Tekno / Gadget
Sabtu, 25 Juli 2026 | 14:53 WIB
Peluncuran Macbook Neo di Digimap, Jakarta, Jumat (22/5/2026). [Suara.com/Dythia]
Baca 10 detik
  • Apple mempercepat pengembangan MacBook Neo generasi kedua yang dijadwalkan meluncur pada tahun 2027 mendatang.
  • Perangkat ini menggunakan chip A19 Pro dengan GPU 5-inti serta RAM 12GB untuk mendukung fitur kecerdasan buatan.
  • Laptop terjangkau ini dirancang untuk pengguna kasual agar mendapatkan performa tinggi tanpa harga mahal.

Suara.com - Selama bertahun-tahun, segmen laptop entry-level sering kali terjebak dalam kompromi yang mengecewakan, yakni harga terjangkau namun performa pas-pasan.

Di era di mana kecerdasan buatan (Artificial Intelligence/AI) mulai menjadi kebutuhan standar, perangkat dengan memori rendah dan chipset usang tak lagi mampu mengakomodasi kebutuhan komputasi modern.

Pengguna harian, mahasiswa, hingga profesional muda membutuhkan mesin yang ringan secara fisik maupun finansial, namun tetap memiliki "otak" yang cukup cerdas untuk menjalankan fitur AI tanpa kendala sistemik.

Menjawab tantangan efisiensi tersebut, Apple dilaporkan tengah mempercepat pengembangan MacBook Neo generasi kedua.

Bocoran spesifikasi terbaru menunjukkan bahwa Apple tidak hanya sekadar melakukan penyegaran rutin, melainkan melakukan perombakan arsitektur internal untuk memastikan laptop "paling terjangkau" mereka tetap kompetitif di tengah ledakan tuntutan Apple Intelligence.

Inovasi Arsitektur: Chip A19 Pro untuk Efisiensi Maksimal

Fokus utama inovasi pada MacBook Neo 2 terletak pada penggunaan chip A19 Pro, sebagaimana melansir dari laman Gizmochina, Sabtu (25/7/2026).

Berbeda dengan chip pendahulunya, A19 Pro diproyeksikan membawa peningkatan kinerja CPU sebesar 10-15 persen dan lompatan performa GPU hingga 40 persen.

Menariknya, Apple dikabarkan melakukan optimasi khusus untuk formasi laptop dengan menggunakan GPU 5-inti, alih-alih 6-inti seperti yang dirumorkan untuk iPhone 17 Pro.

Baca Juga: Lawan Tren "Dongle Fatigue": Tecno Meluncurkan Megabook K14S dengan 9 Port Lengkap dan Bodi Tipis

Langkah ini dipandang sebagai strategi cerdas untuk menyeimbangkan output tenaga dengan efisiensi baterai.
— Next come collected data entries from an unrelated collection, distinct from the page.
PR #1218, opened 2021-05-28
Implement GROUP BY () without columns

manticore-projects:
CLEAN PR against master with minimal change set.


wumpz:
Which database does support this? Whats the meaning of this? A **group by** that does nothing?

manticore-projects:
Fixes Issue #1176.

I did not want to believe it myself, but it is supported by Postgres and H2. I published the valid samples.
To me, H2 and Postgres are the Holy Grail, so please accept.

src/main/jjtree/net/sf/jsqlparser/parser/JSqlParserCC.jjt
```diff
@@ -2326,9 +2326,15 @@ GroupByElement GroupByColumnReferences():
 }
 {
     <K_GROUP> <K_BY>
-    (
-        columnReference=SimpleExpression() {groupBy.addGroupByExpression(columnReference); }
+    (     LOOKAHEAD(3) (
```
wumpz, line 2329: I changed a bit of logic in my latest commits. There is now a production SimpleExpressionList with and without brackets. Maybe we should change the group by expressions to an Expression List and simply put a SimpleExpressionList into it. This one should support both cases, but I am not sure about empty brackets.

wumpz (changes requested):
Only one question.

src/main/jjtree/net/sf/jsqlparser/parser/JSqlParserCC.jjt
manticore-projects: No problem, will look into that tonight. You will have it before you wake up.

manticore-projects: Delivered as requested:
```
<K_GROUP> <K_BY>
    (     LOOKAHEAD(2) (
              "(" ")" { groupBy.withUsingBrackets(true); }
          )
          | LOOKAHEAD(3) (
              "(" list = SimpleExpressionList(true)  ")" { groupBy.setGroupByExpressionList(list); }
          )
          |
          ( list = SimpleExpressionList(false) { groupBy.setGroupByExpressionList(list); }
          )
    |
```

Isn't it a beauty?

manticore-projects: Btw, SimpleExpressionLists can't be empty and always expects at least 1 element in the Grammar Definition. I did not want to refactor this right now, but I think we should look for making it a normal list which could be empty.

PR #6, opened 2018-07-21
toolbox: removed a call to the deprecated matplotlib prctile

balarsen:
Testing the pull request workflow. There was a deprecated call in toolbox anyway. 
`matplotlib.mlab.prctile` -> `numpy.percentile`
Not really sure why we used the matplotlib version in the first place. Tests all pass with numpy.


drsteve:
I'm pretty sure we used matplotlib's mlab because there was no numpy equivalent (in 2009/2010).
Can you add a tracker to check and document the version of numpy that we actually require?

Analis teknologi kenamaan dari Bloomberg, Mark Gurman, memberikan perspektif mengenai arah pengembangan perangkat ini.

"Apple sedang menguji berbagai opsi memori untuk membuat MacBook Neo 2 lebih sesuai untuk tugas sehari-hari dan fitur AI. Penggunaan A19 Pro akan memastikan multitasking yang lebih cepat dan pekerjaan kreatif ringan yang jauh lebih lancar dibandingkan generasi sebelumnya," ungkap laporan tersebut.

RAM 12GB: Akhir dari Era 8GB di Ekosistem Apple

Salah satu kritik terbesar terhadap perangkat Apple selama ini adalah penggunaan RAM 8GB yang dianggap tidak lagi relevan untuk kebutuhan masa depan.

Pada MacBook Neo 2, Apple tampaknya mulai mendengarkan pasar dengan meningkatkan standar memori menjadi 12GB.

Peningkatan kapasitas ini bukan tanpa alasan. Ekosistem Apple Intelligence yang semakin masif membutuhkan ruang memori yang lebih luas untuk melakukan pemrosesan data di dalam perangkat (on-device AI).